Experimental Results on the ExDark Dataset. To further validate the effectiveness of the proposed method in low-light scenarios, we compare the proposed method with several state-of-the-art detectors on the ExDark dataset, including YOLOv9m, YOLOv10m, YOLOv11m, IA-YOLO, GDIP, DETR, DE-YOLO, MAET, Zero-DCE, YOLA, and PE-YOLO. For the public ExDark dataset, the results of several representative low-light detection or enhancement-based methods, including DE-YOLO, MAET, Zero-DCE, YOLA, and PE-YOLO, are presented with reference to the corresponding published studies. To ensure the fairness of comparison as much as possible, the input resolution, data partitioning strategy, and evaluation metrics adopted in our experiments are kept consistent with those used in these previous methods. In addition, the results of IA-YOLO, GDIP, and DETR are reproduced by us under the same experimental setting. For the experiments on Lowlight_Mine, DARK FACE, Dark_VOC, and VOC, all comparative results are reproduced by us under consistent experimental settings, including the same training strategy, input resolution, data partitioning strategy, and evaluation metrics. The quantitative results on ExDark are summarized in

Table 5. Comparison of different methods on the ExDark dataset.

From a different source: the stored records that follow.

PR #725, opened 2020-11-24
Adds Authentication Identifier to WebSDK

rgomezp:
# Description
## 1 Line Summary
Adds ability to send authentication identifier to `setExternalId` in WebSDK, rename key in `setEmail`

## Details
# Systems Affected
* [x] WebSDK
* [ ] Backend
* [ ] Dashboard

# Validation
### Tests
* Renamed `emailAuthHash` in `setEmail` unit tests
* Checks that malformed auth hash throws an error in `externalUserId`

### Checklist

**Programming Checklist**
Interfaces:

Functions:

Typescript:

* [ ] No Typescript warnings

Other:

### Checklist

Screen Shot 2020-11-24 at 5 48 14 PM

Screen Shot 2020-11-24 at 5 51 03 PM

Screen Shot 2020-11-24 at 6 05 11 PM

- - -
## Related Tickets
- - -
## 
This change is [Reviewable](https://reviewable.io/reviews/onesignal/onesignal-website-sdk/725)


src/OneSignal.ts
```diff
@@ -55,8 +55,8 @@ import { EnvironmentInfoHelper } from './context/browser/helpers/EnvironmentInfo
 import { EnvironmentInfo } from './context/browser/models/EnvironmentInfo';
 import { SessionManager } from './managers/sessionManager/page/SessionManager';
 import OutcomesHelper from "./helpers/shared/OutcomesHelper";
-import { OutcomeAttributionType, SentUniqueOutcome } from "./models/Outcomes";
-import { DelayedPromptType, AppUserConfigNotifyButton } from './models/Prompts';
+import { OutcomeAttributionType } from "./models/Outcomes";
+import { AppUserConfigNotifyButton } from './models/Prompts';
```
rgomezp, line 59: unneeded imports

src/OneSignal.ts
```diff
@@ -92,32 +92,52 @@ export default class OneSignal {
...
-    if (options && options.emailAuthHash && options.emailAuthHash.length !== 64) {
-      throw new InvalidArgumentError('options.emailAuthHash', InvalidArgumentReason.Malformed);
     }
-    await awaitOneSignalInitAndSupported();
+
+    const isIdentifierAuthHashDefined = options && !!options.identifierAuthHash;
+    const isEmailAuthHashDefined      = options && !!options.emailAuthHash;
+
+    const authHash = isIdentifierAuthHashDefined ? options.identifierAuthHash :
+    (isEmailAuthHashDefined ? options.emailAuthHash : undefined);
```
rgomezp, line 106: For backwards compatibility, `emailAuthHash` should be acceptable as well as newer `identifierAuthHash` standard

src/OneSignal.ts
```diff
@@ -92,32 +92,52 @@ export default class OneSignal {
...
+      const isEmailAuthHashIsMalformed    = isEmailAuthHashDefined && options.emailAuthHash.length !== 64;
+
+      if ( isIdentifierAuthHashMalformed ) {
+        throw new InvalidArgumentError('options.identifierAuthHash', InvalidArgumentReason.Malformed);
+      }
+
+      if ( isEmailAuthHashIsMalformed ) {
+        throw new InvalidArgumentError('options.emailAuthHash', InvalidArgumentReason.Malformed);
+      }
+    }
```
rgomezp, line 124: check for malformed hashes

src/OneSignal.ts
```diff
@@ -92,32 +92,52 @@ export default class OneSignal {
...
+    await awaitOneSignalInitAndSupported();
 
     const appConfig = await Database.getAppConfig();
     const { deviceId } = await Database.getSubscription();
     const existingEmailProfile = await Database.getEmailProfile();
 
-    if (appConfig.emailAuthRequired && !(options && options.emailAuthHash)) {
-      throw new InvalidArgumentError('options.emailAuthHash', InvalidArgumentReason.Empty);
-    }
+    const newEmailProfile = new EmailProfile(existingEmailProfile.emailId, email, authHash);
```
rgomezp, line 133: Motivation: Add `authHash` param to `EmailProfile`

src/OneSignal.ts
```diff
@@ -92,32 +92,48 @@ export default class OneSignal {
...
-    }
-
-    const newEmailProfile = new EmailProfile(existingEmailProfile.emailId, email);
-    if (options && options.emailAuthHash) {
-      newEmailProfile.emailAuthHash = options.emailAuthHash
-    }
+    const newEmailProfile = new EmailProfile(existingEmailProfile.emailId, email, authHash);
 
     const isExistingEmailSaved = !!existingEmailProfile.emailId;
-    if (isExistingEmailSaved && appConfig.emailAuthRequired) {
```
rgomezp, line 120: Motivation: removed `emailAuthRequired` from remote config. The logic wasn't correct anyway. Whether or not this config was required shouldn't impact whether the call is an update call or a create call

src/OneSignal.ts
```diff
@@ -92,32 +92,48 @@ export default class OneSignal {
...
-    // emailAuthHash is expected to be a 64 character SHA-256 hex hash
-    if (options && options.emailAuthHash && options.emailAuthHash.length !== 64) {
-      throw new InvalidArgumentError('options.emailAuthHash', InvalidArgumentReason.Malformed);
     }
-    await awaitOneSignalInitAndSupported();
+
+    const isIdentifierAuthHashDefined = options && !!options.identifierAuthHash;
+    const isEmailAuthHashDefined      = options && !!options.emailAuthHash;
+
+    const authHash = isIdentifierAuthHashDefined ? options.identifierAuthHash :
```
rgomezp, line 105: Note: typescript warning thinks `identifierAuthHash` may not be defined

src/OneSignal.ts
rgomezp: Note: typescript warning thinks `emailAuthHash` may not be defined (discussed with Josh)

src/OneSignal.ts
jkasten2: 👍

src/OneSignal.ts
```diff
@@ -471,7 +487,7 @@ export default class OneSignal {
     if (emailProfile.emailId) {
       await OneSignalApi.updatePlayer(appId, emailProfile.emailId, {
         tags: tags,
-        email_auth_hash: emailProfile.emailAuthHash,
+        identifier_auth_hash: emailProfile.identifierAuthHash,
```
jkasten2, line 490: Just noting here, the OneSignal backend needs to be deployed before this PR is due to this change

jkasten2 (changes requested):
Need to add `exnteral_user_id_auth_hash` to all push player updates.
Such as here:
https://github.com/OneSignal/OneSignal-Website-SDK/pull/725/files#diff-5e7bac54c465703b51d9b17f06118b85544d03dfb319ea34bf01be84d2a3e6b1R500-R502

src/OneSignal.ts
```diff
@@ -471,16 +487,16 @@ export default class OneSignal {
...
-    var { deviceId } = await Database.getSubscription();
+    const { deviceId } = await Database.getSubscription();
     if (!deviceId) {
       await awaitSdkEvent(OneSignal.EVENTS.REGISTERED);
     }
     // After the user subscribers, he will have a device ID, so get it again
-    var { deviceId: newDeviceId } = await Database.getSubscription();
+    const { deviceId: newDeviceId } = await Database.getSubscription();
     await OneSignalApi.updatePlayer(appId, newDeviceId!, {
       tags: tags
```
rgomezp, line 501: I imagine we should also add `external_id_auth_hash` here correct @jkasten2 ?

jkasten2:
@rgomezp Some tests failing currently. Looks like we just need to update the tests.
  ✖ public-sdk-apis › sendTags › sendTags sends to email record and push record with email auth hash 
  ✖ public-sdk-apis › sendTags › sendTags sends to email record and push record without email auth hash 
  ✖ public-sdk-apis › sendTags › sendTags sends to push record only without email 
https://travis-ci.org/github/OneSignal/OneSignal-Website-SDK/builds/745988305#L663-L665

jkasten2 (changes requested):
Looked through all the calls to `OneSignalApi.updatePlayer`, we also need `external_user_id_auth_hash` for `setSubscription` as well like we have for `sendTags`.

src/OneSignal.ts
jkasten2: yes, confirmed you have added it now

src/OneSignal.ts
```diff
@@ -587,10 +587,8 @@ export default class OneSignal {
       Log.warn("User is not subscribed, cannot remove external user id.");
       return;
     }
-    await Promise.all([
-      OneSignal.database.setExternalUserId(undefined),
-      OneSignal.context.updateManager.sendExternalUserIdUpdate(undefined),
-    ]);
+    await OneSignal.context.updateManager.sendExternalUserIdUpdate(undefined),
```
jkasten2, line 590: Why did we remove `Promise.all` here?

jkasten2 (approved):

src/OneSignal.ts
jkasten2: Talked about this, the order matters. This is because we need to ensure that `external_id_auth_hash` is in the local db as it will be read and sent in the REST API call. Once it is done then we can remove it with the next line from the local db.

Model	Bicycle	Boat	Bottle	Bus	Car	Cat	Chair	Cup	Dog	Motorbike	People	Table	Total
YOLOv9m [3]	85.6	66.8	72.0	89.7	85.8	83.0	70.1	71.5	84.7	78.6	78.3	63.7	77.5
YOLOv10m [4]	85.8	66.9	72.0	89.0	81.4	81.1	68.1	69.7	82.9	77.0	76.4	60.9	75.9
YOLOv11m [31]	80.5	68.2	72.5	88.4	82.6	80.9	70.3	75.1	79.3	77.2	80.1	67.7	76.9
IA-YOLO [12]	79.1	65.8	70.4	85.6	80.2	78.3	68.5	72.6	76.9	74.8	77.5	62.9	74.3
GDIP [13]	80.2	66.9	71.7	86.4	81.1	79.2	69.8	73.5	77.8	75.6	78.4	66.6	75.6
DETR [6]	78.5	66.1	70.3	85.9	80.6	78.6	68.2	72.9	76.9	75.2	77.6	65.6	74.7
DE-YOLO [36]	80.4	79.7	77.9	91.2	82.7	72.8	69.9	80.1	77.2	76.7	82.0	57.2	77.3
MAET [37]	83.1	78.5	75.6	92.9	83.1	73.4	71.3	79.0	79.8	77.2	81.1	57.0	77.7
Zero-DCE [29]	84.1	77.6	78.3	93.1	83.7	70.3	69.8	77.6	77.4	76.3	81.0	53.6	76.9
YOLA [38]	83.9	78.7	75.3	88.8	79.0	73.4	69.9	71.9	86.8	66.3	78.3	49.8	75.2
PE-YOLO [39]	84.7	79.2	79.3	92.5	83.9	71.5	71.7	79.7	79.7	77.3	81.8	55.3	78.0
Ours	87.3	73.3	73.9	91.8	83.9	84.7	73.6	76.2	87.5	79.7	82.1	71.0	80.3

. It can be observed that the proposed method achieves the highest detection accuracy in the bicycle, cat, chair, dog, motorbike, people, and table categories, and also obtains competitive performance in the car category. In addition, it obtains the best overall detection performance among all compared methods, with an mAP@50 of 80.3%. Specifically, in terms of the overall mAP@50, the proposed method outperforms YOLOv9m, YOLOv10m, YOLOv11m, IA-YOLO, GDIP, DETR, DE-YOLO, MAET, Zero-DCE, YOLA, and PE-YOLO by 2.8, 4.4, 3.4, 6.0, 4.7, 5.6, 3.0, 2.6, 3.4, 5.1, and 2.3 percentage points, respectively. These results indicate that the proposed method can effectively improve object detection performance in complex low-light scenes, especially showing stronger advantages in multiple categories.

To provide a more intuitive comparison of detection performance, we further visualize the detection results of the baseline model YOLO11m and the proposed method on several representative images from the ExDark test set, as shown in Figure 12. In particular, Figure 12a, Figure 12b, and Figure 12c present the ground-truth annotations (GT), the detection results of YOLO11m, and the detection results of the proposed method, respectively. In the first example, YOLO11m incorrectly localizes the chair object, whereas the proposed method is able to accurately detect its position, demonstrating superior illumination-aware localization capability. In the second example, YOLO11m mistakenly identifies a background region as a person, resulting in a false positive, while the proposed method correctly detects the car without producing false detections. In the third example, the proposed method consistently yields higher confidence scores for detected objects than YOLO11m, indicating stronger feature representation and discrimination ability. Overall, these qualitative results clearly and intuitively demonstrate that the proposed method achieves higher detection accuracy and stronger robustness under low-light conditions.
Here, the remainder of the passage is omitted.